Título: Demagogia com as domésticas
Autor:
Fonte: O Estado de São Paulo, 01/07/2006, Notas e Informações, p. A2

Tendo como justificativa o estímulo da formalização do emprego das domésticas, num setor em que mais de 70% das mulheres empregadas não têm carteira assinada, a Medida Provisória 284, na realidade, foi uma iniciativa tomada pelo Executivo com objetivos eleiçoeiros que escapou ao controle de seus idealizadores e acabou sendo aproveitada pelo Congresso para uma farra de favorecimentos imorais e concessões absurdas. O texto final aprovado em caráter definitivo na quarta-feira é tão estapafúrdio que deixou o presidente da República numa situação embaraçosa. Se não vetá-lo integralmente, Lula estará desagradando à classe média. Se vetá-lo, desagradará à classe das domésticas e será duramente criticado pela oposição durante a campanha eleitoral.

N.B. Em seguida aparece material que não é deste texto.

PR #468, opened 2017-03-23
Use group id instead of group name for group_mapping in LDAP Connections

RouganStriker:
Refs #SDE-3782


geoffwhittington:
Using the id means we break from the original idea that sdetools could be run from the command-line as a shell user. Not many people are going to the know the id for a group in SDE

Referential integrity is a tough thing to do without the id's I get it. @sibartlett you cool with this new approach?

geoffwhittington:
+1

PR #469, opened 2017-03-28
Add invalid option values check on field validate

Gee19:
Accept options values as strings with comma delimeter.

Update sde_verification_filter default to match correct values expected by the api.


lmontopo:
Nice dude, I think this looks really great! Good find.  
+1

PR #475, opened 2017-04-08
Feature/appscancloud

keyvanm:
- Created a base class for appscan cloud modules
- Created an implementation of the above for appscan dynamic website analyzer

TODO: 

- [ ] Refactor `import_appscan_mobile_analzyer` to use the new base class


geoffwhittington:
If there is any directory under `modules` it has to be an actual module - not an abstract module for the purposes of code re-use. 

My preference is to RY, i.e. lets Repeat Ourselves. The base class may be useful but we're not 100% sure what the differences are between the mobile/dynamic/static analyzers so I think its ok to repeat ourselves. The base class is a new architecture change and I don't think we're ready for that yet. There's time to refactor in the future.

I would literally copy/paste the mobile analyzer code into a distinct dynamic analyzer. Rename it for dynamic, make sure the XML parser picks up the right stuff and call it a day.

geoffwhittington:
@sibartlett what are your thoughts ? I'll defer to whats on your mind.

PR #476, opened 2017-04-10
Raise friendly error message when issue type can’t be retrieved for a…

sibartlett:
… project

Refs #SUP-30


sdetools/modules/sync_jira/jira_rest.py
```diff
@@ -93,6 +93,10 @@ def setup_fields(self, issue_type_id, new_issue_template):
             raise AlmException('Could not retrieve fields for JIRA project: %s. %s' %
                                (self.config['alm_project'], error))
 
+        if not meta_info['projects']:
+            raise AlmException('Do not have permission to access issue type "%s" for JIRA project: %s.' %
```
geoffwhittington: `You do not have ....` or `Permission error accessing issue type ....` ?

geoffwhittington: https://developer.atlassian.com/static/rest/jira/6.1.html#d2e1328

"....Projects will not be returned if the user does not have permission to create issues in that project." << That's what we're seeing

sibartlett: Updated error message.

geoffwhittington:
+1

PR #478, opened 2017-04-13
Added support for IBM Application Security on Cloud

sibartlett:
Refs #SDE-3882


sdetools/modules/import_asoc/asoc_integrator.py
```diff
@@ -1,16 +1,20 @@
...
+__all__ = ['AsocIntegrator']
 
 
-class AppScanMobileAnalyzerIntegrator(BaseIntegrator):
-    TOOL_NAME = "appscan_mobile_analyzer"
-    DEFAULT_MAPPING_FILE = 'sde_appscan_mobile_analyzer_map.csv'
+class AsocIntegrator(BaseIntegrator):
+    TOOL_NAME = 'IBM Application Security on Cloud'
+    MAPPING_FILES = {
+        'dynamic_analyzer': 'sde_appscan_mobile_analyzer_map.csv',
```
geoffwhittington: These .csv file names should reflect the tools, I think - i.e.

- sde_appscan_dynamic_analyzer_map.csv
- sde_appscan_mobile_analyzer_map.csv
- sde_appscan_static_analyzer_map.csv

sdetools/modules/import_asoc/asoc_xml_importer.py
```diff
@@ -57,14 +61,16 @@ def endElement(self, name):
...
 
 
-class AppScanMobileAnalyzerXMLImporter(BaseXMLImporter):
+class AsocXMLImporter(BaseXMLImporter):
 
     def __init__(self):
-        super(AppScanMobileAnalyzerXMLImporter, self).__init__()
-        self.edition = 'mobile_analyzer'
+        super(AsocXMLImporter, self).__init__()
+        self.technolgies = {
```
geoffwhittington: Seems like this should work? This is a break from what we normally do: assume nothing about the technology covered by a scanner and instead just consider the weaknesses it identifies.

I don't know much about the schema to say whether this may change at all... Perhaps we can ask IBM?

sibartlett: The XML file outputted by ASOC contains a `technology` attribute. It indicates which analyzer was used. DAST for dynamic, SAST for static, and Android or iOS for mobile.

I figured that it was the most reliable attribute to use, in order to determine the analyzer used.

sibartlett:
Opened a new pull request which contains both ASoC and AppScan Source. #485

PR #379, opened 2019-11-26
Fix invalid escape sequences

fperrin:
Hi,

When running under Python3, we get a number of `DeprecationWarning: invalid escape sequence` warnings. This pull-request fixes these. I tried following the convention of using the raw-string `r""` prefix for regexp strings, or extra backslashes for other strings.

To avoid more of these creeping in, running `pycodestyle --select=W6 .` from the top of the code repository will flag this error.


doc/TRexDataAnalysis.py
```diff
@@ -108,7 +108,8 @@ def analyze_latest_test_results(self):
             test_dates.append(test.latest_result_date)
             test_latest_results.append(test.latest_result)
         self.latest_test_results = pd.DataFrame(
-            {'Date': test_dates, 'Test Name': test_names, 'MPPS\Core (Norm)': test_latest_results},
+            {'Date': test_dates, 'Test Name': test_names,
+             'MPPS/Core (Norm)': test_latest_results},
```
fperrin: I changed this to a forward slash because other locations in that file use a forward slash too (see eg. l150).

fperrin:
Since there is already a self-test for syntax; I could add a test running pycodestyle, assuming an extra dependency on that package is okay.

ybrustin:
Are you running Python with warnings switch in order to produce described results?

fperrin:
Yes. More exactly I use pytest and Python3 to drive TRex, and I thing pytest forces recompilation of Python module files every time it runs.

PR #382, opened 2019-12-04
check_limit modified to cover generate_flow fail case

jsmoon:
Hi, I changed check_limit action to cover generate_flow fail case.
Currently, check_limit reduces the limit number immediately. But when generate_flow returns without a new flow, generate_flow will not retry the failed flow at next time.
So, it results less flows than the specified limit. This change make it up to the specified limit.


hhaim:
rebased

PR #383, opened 2019-12-04
wait_on_traffic for a profile in ASTF mode.

ejaecki:
The major change of this commit is that user wants to use the wait_on_traffic() api of ASTF to wait a profile, related changes are on wait_no_traffic() and wait_for_profile_state(..).
 And additional change is to reduce the duplicated lines by use the has_elapsed() function added in PassiveTimer class.
 Please review and comments
.


hhaim:
rebased.

PR #386, opened 2019-12-05
ASTF multi: fix calculating client port by using profile id

Kangphil:
When client create profile with same IP address, ASTF connection does not established because of the source port conflict in client side.  This issue is caused because client source port is generated by randomly, but, random sequence is same per profile.  And, in case of single profile include multiple ip_gen object start with same client IP address, this issue can happen by same reason.
I modified port calculation function use  porfile id and base_client_id to fix this issue, and I think this commit can almost reduce port conflicts.


hhaim:
see my answer here:
https://github.com/cisco-system-traffic-generator/trex-core/issues/376

PR #388, opened 2019-12-06
fixing import path in some example script

gamo-k:
Some STL example scripts have broken import path and raise ImportError on execution. I have applied the tweak used by other examples and now they can be executed.


hhaim:
Thanks

hhaim:
rebased

PR #396, opened 2019-12-20
recv(bytes,clear=True) function issue in ASTFProgram

ejangle:
When recv() with clear=true is used again in ASTF Program,
There is issue which accumulate recv bytes


hhaim:
rebased

PR #397, opened 2019-12-20
Register the sync method of ASTFClient to the client API

ejaecki:
As a user, I want to get the astf_profile_state of ASTFClient periodically by use a client API, the class method of ASTFClient which is sync(), it is used to update the astf_profile_state but it doesn't have a return value and it's not a client API.
So, I modified the sync() method to the client API with the return value which is astf_profile_state.
 Could you please review and comment?


ejaecki:
@hhaim @Cyborn-Minjae-Lee @egwakim @ejangle @JaeyongYu @jsmoon @JunsubHan4rmEricsson @taewoonyun @yonghwan007 @youngjun1 @Kangphil

hhaim:
rebased

PR #405, opened 2020-01-10
fix recursive port alloc fail possibility

jsmoon:
Hi,
I found a possibility of recursive port allocation fails during the min port is occupied.


hhaim:
rebased

PR #406, opened 2020-01-10
Update recv(bytes,clear=True) function issue in ASTFProgram

jsmoon:
Hi,
I found that previous `recv(bytes,clear=True) function issue in ASTFProgram` implementation may have different behavior compared to the document and server.
The client clears before recv(). But, the server clears after recv() done.
My change will make the client clear after recv() done also.


jsmoon:
The failure occurred at STL performance test. I think my change does not affect it.

hhaim:
reabsed

PR #407, opened 2020-01-13
fix STL stream vm program size overflow issue by massive value_list

jsmoon:
Hi,
This change will solve the issue when the STL flow_var value_list is massively used.
When the total size of the value_list is over 64K, the unexpected results will occur.
So, I removed the limitation of 64K opcodes size by this change.

Please check my code changes and give your feedback.


egwakim:
Hi @hhaim,
Can you review this change?

hhaim:
rebased

Issue #829, opened 2022-03-21
ASTF capture packet twice with software RSS.


jsmoon:
Hi, I think the following code in `CFlowTable::parse_packet()` could make capturing packets twice.

https://github.com/cisco-system-traffic-generator/trex-core/blob/42c368a6af101a587e7c224f96fa281c5057eee7/src/44bsd/flow_table.cpp#L163

The `parse_packet()` had been called at `CFlowTable::rx_handle_packet()`.
But, after software RSS is merged, it is also called at `CFlowGenListPerThread::handle_astf_software_rss()`.
When the capturing packet is enabled, a received packet could be copied to the buffer by software RSS once and later copied once more by rx_handle_packet.

I think this code block should be moved from `parse_packet()` to the `rx_handle_packet()`.
@hhaim what do you think about this issue?

hhaim:
@jsmoon do you mean moving  ```handle_pkt_rx_dp``` up?

jsmoon:
@hhaim yes, like the following code in the `CFlowTable::rx_handle_packet()`.
```
    parse_packet(mbuf,
                parser,
                tuple,
                ftuple,
                ctx->get_rx_checksum_check(),
                action,
                port_id);

    if ( action != tPROCESS ) {
        rx_non_process_packet(action, ctx, mbuf);
        return false;
    }

    TrexCaptureMngr::getInstance().handle_pkt_rx_dp(mbuf, port_id); 

    if ( is_idle ) {
        rte_pktmbuf_free(mbuf);
        return false;
    }
```

hhaim:
@jsmoon   it will work, but there is this action that is not used   ```action=tDROP;``` that won't work in the future

PR #830, opened 2022-03-22
fix packet capture twice with software RSS

jsmoon:
Hi, this PR is the change for #829 

In `rx_handle_packet()`, all the packets except tREDIRECT_RX_CORE will be captured.
It is the same as before.


hhaim:
@jsmoon rebased.

PR #831, opened 2022-03-23
fix TCP connection early drop by tcps_persisttimeo

jsmoon:
Hi, I recently met an early drop issue and this PR will fix it.

When the first PERSIST timeout happens, it sends a probe segment.
After that, unexpected tcp_drop() is followed immediately.
It causes an early drop without waiting for the probing result.

I'm sorry for this bug left during the new stack integration.


hhaim:
rebased

Issue #822, opened 2022-03-14
[Improvement suggestion] High performance packet capturing in TRex


egwakim:
Current performance of packet capturing is limited because it's done by remote JSON RPC processing.
High performance packet capturing is quite useful to troubleshoot issues or tuning.
There could be alternative ways to capture packets faster,
Altertive#1. Add option to save .pcap file by TRex server's master_thread instead of sending JSON RPC to client
Others : There could be other ways

Hi @hhaim,
How about your opinion about it?

hhaim:
@egwakim there is a feature to capture directly from server using ZMQ channel, have a look into the manual and example in the regression. 
There was an issue with watchdog (when closing the ZMQ channel that stuck the Rx thread but I think it was fixed)

hhaim:
@egwakim see this
https://trex-tgn.cisco.com/trex/doc/trex_stateless.html#_using_capture_port_for_faster_packet_capture_packet_injection

egwakim:
Hi @hhaim 
It's for STL with service enabled, would it works in ASTF mode?

egwakim:
Hi @hhaim 
Can we apply it in ASTF mode?

hhaim:
@egwakim yes, the capture is a common code for interactive (STL and ASTF)

jsmoon:
@hhaim "start_capture_port" won't capture traffic packets of DP cores.
It only works with packets of RX core including redirected packets from DP cores. (e.g. latency packets)
I think it was not designed for packet capturing.

hhaim:
@jsmoon you are right, already discussed it in the other thread. 
I think the best option is to let the Rx core to pull the software ring and send it throw the zmq channel

jsmoon:
@hhaim I checked the performance of the zmq channel in a simple implementation.
The implementation is ...
- based on the TrexCaptureMngr and TrexCapture feature in CRxCore. (by JSON RPC "capture")
- added an "endpoint" parameter to establish the zmq channel.
- used TrexPktBuffer as the software ring
- TrexCapture pulls the packet in the TrexPktBuffer and writes to the zmq channel in the CRxCore::work_tick().

The result shows about **120Kpps**. But I need about **1Mpps**.
To get the performance requirement, I think I need to use **shared memory** to deliver the matched packets.

The first option to use the shared memory is the capture client offering the shared memory as the "endpoint".
[...]

PR #839, opened 2022-04-15
Packet capture by endpoint

jsmoon:
Hi, this PR is the change for issue #822.

There are lots of changes but the original capture method is still functional.
This feature will be activated only by an 'endpoint' parameter in the 'capture' 'start' request.
I have met a traffic performance issue (about 2/3 degradation during capturing) with the original packet buffer.
So I introduce a new 'endpoint buffer' for bulk operation and get the performance improvement. (about 1/8 degradation during capturing with a small snaplen value)
Because the endpoint can be a file, the buffer will keep the packets in the PCAP/PCAPNG binary format.

@hhaim please check my code and give your feedback

### DIFF
--- a/linux_dpdk/ws_main.py
+++ b/linux_dpdk/ws_main.py
@@ -2056,6 +2056,7 @@ dpdk_includes_path =''' ../src/
                         ../src/dpdk/lib/librte_ring/
                         ../src/dpdk/lib/librte_timer/
                         ../src/dpdk/lib/librte_ip_frag/
+                        ../src/dpdk/lib/librte_pcapng/
                         ../src/dpdk/
                         
                         ../src/dpdk/lib/librte_security/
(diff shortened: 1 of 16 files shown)


jsmoon:
@hhaim I've prepared the whole changes I've suggested.

It contains FILE and ZMQ endpoint like the followings. (changed from #822 suggestion)
image
image

This change supports PCAP and PCAPNG with minimal information.
I think we can add more information later to the PCAPNG file.
PCAP is the default. PCAPNG can be selected by adding "?pcapng" to the endpoint.

I also added the trex-console capture command parameters to use this feature.

The FILE endpoint use case:
```capture record start --tx 0 --rx 0 --endpoint file:////tmp/?pcapng --snaplen 120```
This makes /tmp/endpoint_<number> in the server host temporarily.
```capture record stop --id 1 -o xxx.pcapng```
The file will be saved to the `xxx.pcapng` file and removed from the server host.

The ZMQ endpoint use case:
```capture monitor start -o yyy.pcap```
The CaptureMonitor thread opens the ZMQ channel, receives captured packets, and writes them to `yyy.pcap`.

egwakim:
Hi @hhaim 
Can you check the PR?

bdollma:
Hi @egwakim , @jsmoon 
It is the holidays season in Israel, we will be back at work next week.
Thanks,

hhaim:
@jsmoon looks good. rebased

Originalmente, a MP 284 se limitava a conceder aos patrões a possibilidade de deduzir do Imposto de Renda a contribuição à Previdência Social de empregados domésticos, com a condição de que assinassem a carteira de trabalho e depositassem 8% do valor do salário numa conta vinculada ao FGTS. Tratava-se de um incentivo fiscal, que podia ou não ser utilizado pelos patrões, e não de uma imposição. Atualmente, as domésticas já têm direito ao recolhimento do INSS, férias de 20 dias úteis, 13º salário e abono de férias. O projeto de conversão aprovado pelo Congresso tornou compulsório o que era optativo e encheu o texto original de penduricalhos que nada têm a ver com o objeto da MP, desfigurando grotescamente a proposta do Executivo.

Pelo texto aprovado, os empregadores passam não apenas a ter a obrigação de recolher mensalmente o FGTS dos empregados, como, também, a ter de pagar multa de 40% do saldo da conta em caso de demissão sem justa causa. "Isso pode virar um pesadelo para uma família de classe média, dependendo do tempo de serviço do empregado", reconhece o deputado Beto Albuquerque, vice-líder do governo.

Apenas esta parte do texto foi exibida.